ICRA stated that the GST on services accruing to the states on an aggregate basis will be twice as high as the share of service tax devolved to the state governments, on every Rs 100 of taxable services in the current regime. Moreover, compensation for losses by the centre would protect against any medium-term downside to the state governments’ revenues.
The CNX Nifty ended at 8926.30, down by 20.60 points or 0.23% after trading in a range of 8891.95 and 8957.05. There were 19 stocks advancing against 32 stocks declining on the index. (Provisional)

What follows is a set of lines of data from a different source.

PR #705, opened 2019-09-25
Wrap calls to FileIndex methods in a read action

tobous:
#### [INTERNAL][I] Remove Nullable annotation from Filesystem

Removes Nullable annotation from FileSystem.runReadAction and
runWriteAction as we can't make any statement about the return value of
the computation. Whether the returned value can be null or not depends
solely on the contents of the computation itself. This makes the
annotation not very helpful.

#### [INTERNAL][I] Wrap calls to FileIndex methods in a read action

Wraps any calls to methods of FileIndex or its implementations in a read
action to comply with the IntelliJ access guidelines and avoid illegal
access assertion errors.

### DIFF
--- a/intellij/src/saros/intellij/ui/menu/ShareWithUserAction.java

The top gainers on Nifty were Bosch up by 2.81%, Yes Bank up by 1.99%, Zee Entertainment up by 1.65%, Eicher Motors up by 1.42% and Kotak Mahindra Bank up by 0.92%. (Provisional)
On the flip side, Tata Steel down by 2.07%, Idea Cellular down by 2.07%, ONGC down by 1.96%, Tech Mahindra down by 1.71% and BHEL down by 1.34% were the top losers. (Provisional)

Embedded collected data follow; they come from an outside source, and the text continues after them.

Issue #707, opened 2019-09-25
Line endings are overwritten when starting a session


tobous:
Saros/I overwrites the line endings of all client files with the ones used by the host. I.e. if the host uses Unix (LF) and the client Windows (CRLF), all files will be created as (LF) on the client side when creating the new module. Furthermore, when using an existing module, CRLF files will be detected as changed and will be overwritten by their LF counterpart from the host as part of the negotiation.

This is due to [`IntelliJFileImpl#getContents()`](https://github.com/saros-project/saros/blob/master/intellij/src/saros/intellij/filesystem/IntelliJFileImpl.java#L144) using the VirtualFile content, meaning the content on disk.

#### Solution approach
An alternative to using the VirtualFile content could be using the document representing the file. This would allow us to access the content independently of the line endings.

srossbach:
I do not think this is a bug but a configuration issue. On Eclipse we transmit the meta data files which include the line separator for the project and specific files. I do not see a reason to use Windows Line endings on Windows systems when it is not requested.

tobous:
> I do not see a reason to use Windows Line endings on Windows systems when it is not requested.

The issue is that the local configuration is completely ignored during the negotiation.

At any other point during the session, this is not an issue as the [`Document`](http://www.jetbrains.org/intellij/sdk/docs/basics/architectural_overview/documents.html) content is used for transmitting content and creating checksums for the consistency watchdog. The document content is what is internally managed by IntelliJ. Its consistent across all platforms as it always uses '\n' line endings.

But, during the negotiation (to create the FileList, checksum hashes and archive), `IFile.getContent()` is used. This uses the [`VirtualFile`](http://www.jetbrains.org/intellij/sdk/docs/basics/architectural_overview/virtual_file.html) to just output a stream of the file contents *on disk*, which does contain operating system specific information (like the line endings).

As a result, the client line endings will always be overwritten with the ones on the host side during the negotiation. Afterwards, this is no longer an issue and both client and host can change line endings freely without influencing each other (since the document content is used).

srossbach:
So why do you want to change the IntelliJ implementation of getContent (which will result in transmitting pure binary files as UTF-8 encoded strings) instead of negotiating the line delimiter for the module ?

tobous:
[...]

PR #708, opened 2019-09-25
[I] Add reference to bug #707 to release notes

tobous:


m273d15:
Do add the reference also in plugin.xml?

tobous:
The plugin.xml currently only contains the fixed issues (change log) and not the known bugs.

The European markets were trading in green; UK’s FTSE 100 increased 4.14 points or 0.06% to 7,343.13, Germany’s DAX increased 30.52 points or 0.26% to 11,996.66 and France’s CAC increased 0.42 points or 0.01% to 4,955.42.

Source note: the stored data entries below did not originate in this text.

PR #714, opened 2019-10-02
Fix #223 - Drop vector time when resource is removed

### LINKED ISSUE #223: Vector time does not get reset correctly when deleting a file

### LINKED ISSUE #710: Deleting a shared file cause vector time mismatch errors
Deleting a file during a session causes periodic errors (see stacktrace below) 
 on the host side due to vetor time mismatches.

These errors seem to stem from the [`HeartBeatDispatcher`](https://github.com/saros-project/saros/blob/master/core/src/saros/concurrent/management/HeartbeatDispatcher.java) as they no longer occur when the dispatcher is disabled.

It is not clear to me whether this is caused by the dispatcher directly (e.g. by it trying to create activities for deleted files) or whether the dispatcher is just the visible failure caused by an issue of the internal vector time handling. If it's the latter, it might be related to #223.

The issue does not seem to be critical as I couldn't observe any issues with the session after the issue occurred. Activities are still properly transferred and applied. But maybe there are issues in corner cases like when executing the recovery.

```Java
ERROR 17:23:56,178 [saros-DispatchContext] (ConcurrentDocumentServer.java:137) failed to transform jupiter activity: JupiterActivity(timestamp: [11,5], operation: Noop(0,''), source: intellij_test_1@saros-con.imp.fu-berlin.de/Saros)
saros.concurrent.jupiter.TransformationException: precondition #2 violated (Remote vector time is greater than local vector time).
	at saros.concurrent.jupiter.internal.Jupiter.checkPreconditions(Jupiter.java:265)
	at saros.concurrent.jupiter.internal.Jupiter.receiveJupiterActivity(Jupiter.java:158)
	at saros.concurrent.jupiter.internal.JupiterDocumentServer.transformJupiterActivity(JupiterDocumentServer.java:65)
	at saros.concurrent.management.JupiterServer.transform(JupiterServer.java:104)
	at saros.concurrent.management.ConcurrentDocumentServer.receive(ConcurrentDocumentServer.java:135)
	at saros.concurrent.management.ConcurrentDocumentServer.transformIncoming(ConcurrentDocumentServer.java:111)
	at saros.session.internal.ActivityHandler.directServerActivities(ActivityHandler.java:396)
	at saros.session.internal.ActivityHandler.handleIncomingActivities(ActivityHandler.java:146)
	at saros.session.internal.SarosSession.exec(SarosSession.java:730)
	at saros.session.internal.ActivitySequencer$3.run(ActivitySequencer.java:362)
	at saros.util.ThreadUtils$1.run(ThreadUtils.java:34)
	at java.base/java.util.concurrent.Executors$RunnableAdapter.call(Executors.java:515)
	at java.base/java.util.concurrent.FutureTask.run(FutureTask.java:264)
	at java.base/java.util.concurrent.ThreadPoolExecutor.runWorker(ThreadPoolExecutor.java:1128)
	at java.base/java.util.concurrent.ThreadPoolExecutor$Worker.run(ThreadPoolExecutor.java:628)
	at java.base/java.lang.Thread.run(Thread.java:834)
```

#### Steps to recreate
The error is somewhat inconsistent when just deleting a file (but it does also occur when just removing a pre-existing shared file). A consistent setup is as follows:

- Start a session on an existing module
- Create a file on the host side
- Delete the created file on host side
- Wait for at least a minute to ensure a heartbeat occurred

Works on Saros/I and Saros/E. The setup also works when creating and deleting the file on the client side.

tobous:
#### [FIX][CORE] #223 Drop vector time when resource is removed

Adjusts ConcurrentDocumentClient and ConcurrentDocumentServer to drop
the vector time for a resource when it is deleted (or moved, thereby
"deleting" the resource with the previous path).

Adds DeletedResourceFilter to encapsulate the logic of detecting and
correctly handling resource deletions.
Furthermore, it provides a way of filtering out subsequent activities
for deleted resource.  This is needed as there can be straggling
activities for deleted resources that were created by remote
participants before they executed the deletion activity for the
resource.  Such activities are now filter out until the corresponding
resource is recreated.  This ensures that activities for the new
resource will still be processed correctly.
Checksum activities confirming the file deletion are explicitly excluded
from this filer (i.e. they will not be dropped for deleted resources) as
they are needed to check the consistency of all clients.

Fixes #223. Also fixes #710.

#### [INTERNAL][CORE] Add deletion acknowledgments

Adds DeletionAcknowledgmentActivity, which can be used to acknowledge
that a file was successfully deleted locally as a reaction to a received
activity. This acknowledgment allows us to drop the activity filter for
the deleted resource once all other session participants have
acknowledged that they received the deletion.

Adds the DeletionAcknowledgmentDispatcher to automatically dispatch an
acknowledgment when an activity is received that contains a file
deletion.

#### [INTERNAL][CORE] Use deletion acknowledgments to drop activity filters

Uses received deletion acknowledgment activities to determine when all
other participants have received the deletion, allowing the local
instance to drop the activity filter for the deleted resource.

#### [REFACTOR][CORE] Adjust wording in activity filter

Adjusts the wording in the activity filter to reflect that it is
specifically dealing with files and not resources in general.

#### [FIX][CORE] Exclude editor closed activities from filter

Adjusts ResourceActivityFilter.isFiltered(IActivity) to also never
filter out editor activities of the type "CLOSED". This is necessary as
such activities are used to clean up the user editor state.

Adjusts the wording of the javadoc for isFiltered(IActivity).

Adjusts code in ResourceActivityFilter to always uses the full qualifier
when using a variable of the type 'FileActivity.Type'. This was done to
make them easier to differentiate from the newly introduced usage of
variables of the type 'EditorActivity.Type'.

#### [DOC][CORE] Add documentation on how to handle deleted child resources

Adds information on how to handle deleted child resources to
FolderDeletedActivity.

Adds notes that activities might be filtered out to the corresponding
methods in ConcurrentDocumentServer and ConcurrentDocumentClient.

### DIFF
--- a/core/src/saros/concurrent/management/ConcurrentDocumentClient.java
+++ b/core/src/saros/concurrent/management/ConcurrentDocumentClient.java
@@ -10,6 +10,7 @@ import saros.activities.SPath;
 import saros.activities.TextEditActivity;
 import saros.concurrent.jupiter.Operation;
 import saros.concurrent.jupiter.TransformationException;
+import saros.repackaged.picocontainer.Startable;
 import saros.session.ISarosSession;
 
 /**
@@ -22,7 +23,7 @@ import saros.session.ISarosSession;
  * <p>When JupiterActivities are received from the server they are transformed by the
  * ConcurrentDocumentClient to TextEditActivities which can then be executed locally.
  */
-public class ConcurrentDocumentClient {
+public class ConcurrentDocumentClient implements Startable {
 
   private static Logger log = Logger.getLogger(ConcurrentDocumentClient.class);
 
@@ -36,7 +37,17 @@ public class ConcurrentDocumentClient {
     this.sarosSession = sarosSession;
     this.jupiterClient = new JupiterClient(sarosSession);
 
-    this.deletedResourceFilter = new DeletedResourceFilter(jupiterClient::reset);
+    this.deletedResourceFilter = new DeletedResourceFilter(sarosSession, this::reset);
+  }
+
+  @Override
+  public void start() {
+    deletedResourceFilter.initialize();
+  }
+
+  @Override
+  public void stop() {
+    deletedResourceFilter.dispose();
   }
 
   /**
@@ -175,7 +186,7 @@ public class ConcurrentDocumentClient {
    *     authoritative one and thus does not need to be reset).
    */
   public synchronized void reset(SPath path) {
-    log.debug("Resetting jupiter client: " + path.toString());
+    log.debug("Resetting jupiter client for " + path);
     jupiterClient.reset(path);
   }
 
--- a/core/src/saros/concurrent/management/ConcurrentDocumentClient.java
+++ b/core/src/saros/concurrent/management/ConcurrentDocumentClient.java
@@ -4,9 +4,7 @@ import java.util.ArrayList;
 import java.util.List;
 import org.apache.log4j.Logger;
 import saros.activities.ChecksumActivity;
-import saros.activities.FileActivity;
 import saros.activities.IActivity;
-import saros.activities.IActivityReceiver;
 import saros.activities.JupiterActivity;
 import saros.activities.SPath;
 import saros.activities.TextEditActivity;
@@ -32,10 +30,13 @@ public class ConcurrentDocumentClient {
 
   private final JupiterClient jupiterClient;
 
-  public ConcurrentDocumentClient(ISarosSession sarosSession) {
+  private final DeletedResourceFilter deletedResourceFilter;
 
+  public ConcurrentDocumentClient(ISarosSession sarosSession) {
     this.sarosSession = sarosSession;
     this.jupiterClient = new JupiterClient(sarosSession);
+
+    this.deletedResourceFilter = new DeletedResourceFilter(jupiterClient::reset);
   }
 
   /**
@@ -68,6 +69,9 @@ public class ConcurrentDocumentClient {
       return jupiterClient.withTimestamp(checksumActivity);
 
     } else {
+      deletedResourceFilter.handleResourceDeletion(activity);
+      deletedResourceFilter.handleResourceCreation(activity);
+
       return activity;
     }
   }
@@ -91,7 +95,13 @@ public class ConcurrentDocumentClient {
     List<IActivity> activities = new ArrayList<IActivity>();
 
     try {
-      activity.dispatch(clientReceiver);
+      deletedResourceFilter.handleResourceCreation(activity);
+
+      if (deletedResourceFilter.isFiltered(activity)) {
+        log.debug("Ignored activity for already deleted resource: " + activity);
+
+        return activities;
+      }
 
       if (activity instanceof JupiterActivity) {
         activities.addAll(receiveActivity((JupiterActivity) activity));
@@ -101,6 +111,8 @@ public class ConcurrentDocumentClient {
       } else {
         activities.add(activity);
       }
+
+      deletedResourceFilter.handleResourceDeletion(activity);
 
     } catch (Exception e) {
       log.error("Error while transforming activity: " + activity, e);
@@ -122,17 +134,6 @@ public class ConcurrentDocumentClient {
     }
     return activity;
   }
-
-  /** Used to remove JupiterClientDocuments for deleted files */
-  private final IActivityReceiver clientReceiver =
-      new IActivityReceiver() {
-        @Override
-        public void receive(FileActivity fileActivity) {
-          if (fileActivity.getType() == FileActivity.Type.REMOVED) {
-            jupiterClient.reset(fileActivity.getPath());
-          }
-        }
-      };
 
   /**
    * Transforms the JupiterActivity back into textEditActivities.
--- a/core/src/saros/concurrent/management/ConcurrentDocumentClient.java
+++ b/core/src/saros/concurrent/management/ConcurrentDocumentClient.java
@@ -31,23 +31,23 @@ public class ConcurrentDocumentClient implements Startable {
 
   private final JupiterClient jupiterClient;
 
-  private final DeletedResourceFilter deletedResourceFilter;
+  private final ResourceActivityFilter resourceActivityFilter;
 
   public ConcurrentDocumentClient(ISarosSession sarosSession) {
     this.sarosSession = sarosSession;
     this.jupiterClient = new JupiterClient(sarosSession);
 
-    this.deletedResourceFilter = new DeletedResourceFilter(sarosSession, this::reset);
+    this.resourceActivityFilter = new ResourceActivityFilter(sarosSession, this::reset);
   }
 
   @Override
   public void start() {
-    deletedResourceFilter.initialize();
+    resourceActivityFilter.initialize();
   }
 
   @Override
   public void stop() {
-    deletedResourceFilter.dispose();
+    resourceActivityFilter.dispose();
   }
 
   /**
@@ -80,8 +80,8 @@ public class ConcurrentDocumentClient implements Startable {
       return jupiterClient.withTimestamp(checksumActivity);
 
     } else {
-      deletedResourceFilter.handleResourceDeletion(activity);
-      deletedResourceFilter.handleResourceCreation(activity);
+      resourceActivityFilter.handleFileDeletion(activity);
+      resourceActivityFilter.handleFileCreation(activity);
 
       return activity;
     }
@@ -106,9 +106,9 @@ public class ConcurrentDocumentClient implements Startable {
     List<IActivity> activities = new ArrayList<IActivity>();
 
     try {
-      deletedResourceFilter.handleResourceCreation(activity);
+      resourceActivityFilter.handleFileCreation(activity);
 
-      if (deletedResourceFilter.isFiltered(activity)) {
+      if (resourceActivityFilter.isFiltered(activity)) {
         log.debug("Ignored activity for already deleted resource: " + activity);
 
         return activities;
@@ -123,7 +123,7 @@ public class ConcurrentDocumentClient implements Startable {
         activities.add(activity);
       }
 
-      deletedResourceFilter.handleResourceDeletion(activity);
+      resourceActivityFilter.handleFileDeletion(activity);
 
     } catch (Exception e) {
       log.error("Error while transforming activity: " + activity, e);
--- a/core/src/saros/concurrent/management/ConcurrentDocumentClient.java
+++ b/core/src/saros/concurrent/management/ConcurrentDocumentClient.java
@@ -93,6 +93,9 @@ public class ConcurrentDocumentClient implements Startable {
    * <p>This method will transform them back from Jupiter-specific activities to locally executable
    * activities. @GUI Must be called on the GUI Thread to ensure proper synchronization
    *
+   * <p>Drops activities that are reported as filtered out by {@link
+   * ResourceActivityFilter#isFiltered(IActivity)}.
+   *
    * @host and @client This is called whenever activities are received from REMOTELY both on the
    *     client and on the host
    * @param activity The activity to be transformed
--- a/core/src/saros/concurrent/management/ConcurrentDocumentServer.java
+++ b/core/src/saros/concurrent/management/ConcurrentDocumentServer.java
@@ -34,7 +34,7 @@ public class ConcurrentDocumentServer implements Startable {
 
   private final JupiterServer server;
 
-  private final DeletedResourceFilter deletedResourceFilter;
+  private final ResourceActivityFilter resourceActivityFilter;
 
   /** {@link ISessionListener} for updating Jupiter documents on the host. */
   private final ISessionListener sessionListener =
@@ -55,36 +55,36 @@ public class ConcurrentDocumentServer implements Startable {
     this.sarosSession = sarosSession;
     this.server = new JupiterServer(sarosSession);
 
-    Consumer<SPath> deletedResourceHandler =
+    Consumer<SPath> deletedFileHandler =
         resource -> {
           LOG.debug("Resetting jupiter server for " + resource);
           server.removePath(resource);
         };
 
-    this.deletedResourceFilter = new DeletedResourceFilter(sarosSession, deletedResourceHandler);
+    this.resourceActivityFilter = new ResourceActivityFilter(sarosSession, deletedFileHandler);
   }
 
   @Override
   public void start() {
     sarosSession.addListener(sessionListener);
-    deletedResourceFilter.initialize();
+    resourceActivityFilter.initialize();
   }
 
   @Override
   public void stop() {
     sarosSession.removeListener(sessionListener);
-    deletedResourceFilter.dispose();
+    resourceActivityFilter.dispose();
   }
 
   /**
-   * Calls {@link DeletedResourceFilter#handleResourceDeletion(IActivity)} and {@link
-   * DeletedResourceFilter#handleResourceCreation(IActivity)} with the given activity.
+   * Calls {@link ResourceActivityFilter#handleFileDeletion(IActivity)} and {@link
+   * ResourceActivityFilter#handleFileCreation(IActivity)} with the given activity.
    *
    * @param activity the activity to handle
    */
   public void handleResourceChange(IActivity activity) {
-    deletedResourceFilter.handleResourceDeletion(activity);
-    deletedResourceFilter.handleResourceCreation(activity);
+    resourceActivityFilter.handleFileDeletion(activity);
+    resourceActivityFilter.handleFileCreation(activity);
   }
 
   /**
@@ -106,7 +106,7 @@ public class ConcurrentDocumentServer implements Startable {
 
     final List<QueueItem> result = new ArrayList<QueueItem>();
 
-    if (deletedResourceFilter.isFiltered(activity)) {
+    if (resourceActivityFilter.isFiltered(activity)) {
       LOG.debug("Ignored activity for already deleted resource: " + activity);
 
       return result;
--- a/core/src/saros/concurrent/management/ConcurrentDocumentServer.java
+++ b/core/src/saros/concurrent/management/ConcurrentDocumentServer.java
@@ -6,9 +6,7 @@ import java.util.Map;
 import java.util.Map.Entry;
 import org.apache.log4j.Logger;
 import saros.activities.ChecksumActivity;
-import saros.activities.FileActivity;
 import saros.activities.IActivity;
-import saros.activities.IActivityReceiver;
 import saros.activities.JupiterActivity;
 import saros.activities.QueueItem;
 import saros.activities.SPath;
@@ -35,6 +33,8 @@ public class ConcurrentDocumentServer implements Startable {
 
   private final JupiterServer server;
 
+  private final DeletedResourceFilter deletedResourceFilter;
+
   /** {@link ISessionListener} for updating Jupiter documents on the host. */
   private final ISessionListener sessionListener =
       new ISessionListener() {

Asian equity markets ended mixed on Wednesday after the release of strong China trade data. China's imports advanced 44.7 percent year-on-year in February, much bigger than the forecast of 23.1 percent while exports grew only 4.2 percent in yuan terms versus a 14.6 percent annual rise economists had forecast. As a result, the trade balance showed a deficit of CNY 60.4 billion in February compared to the expected surplus of CNY 172.5 billion. Separate data from the People's Bank of China revealed that China's foreign exchange reserves unexpectedly increased by $7 billion to $3.0 trillion in February, marking the first increase in eight months. Chinese shares ended lower as concerns over tighter liquidity offset data showing clear signs of increased domestic demand. Japanese shares ended lower as caution prevailed ahead of the ECB's policy meeting on Thursday, the US jobs report due on Friday and the March 14-15 Federal Open Market Committee meeting. Sentiment was also dampened after data showed the US trade deficit in January hit the highest level in nearly five years, underscoring the challenges facing Trump. However, the sentiment remained cautious amid losses on Wall Street overnight as risk appetite took a hit on rising geopolitical tensions in East Asia, with the arrival of the first components of a US-deployed controversial missile-defense system in South Korea. Meanwhile, the United Nations has called for calm between Malaysia and North Korea after the two banned each other's nationals from exiting their countries following the killing of North Korean leader Kim Jong-un's half-brother.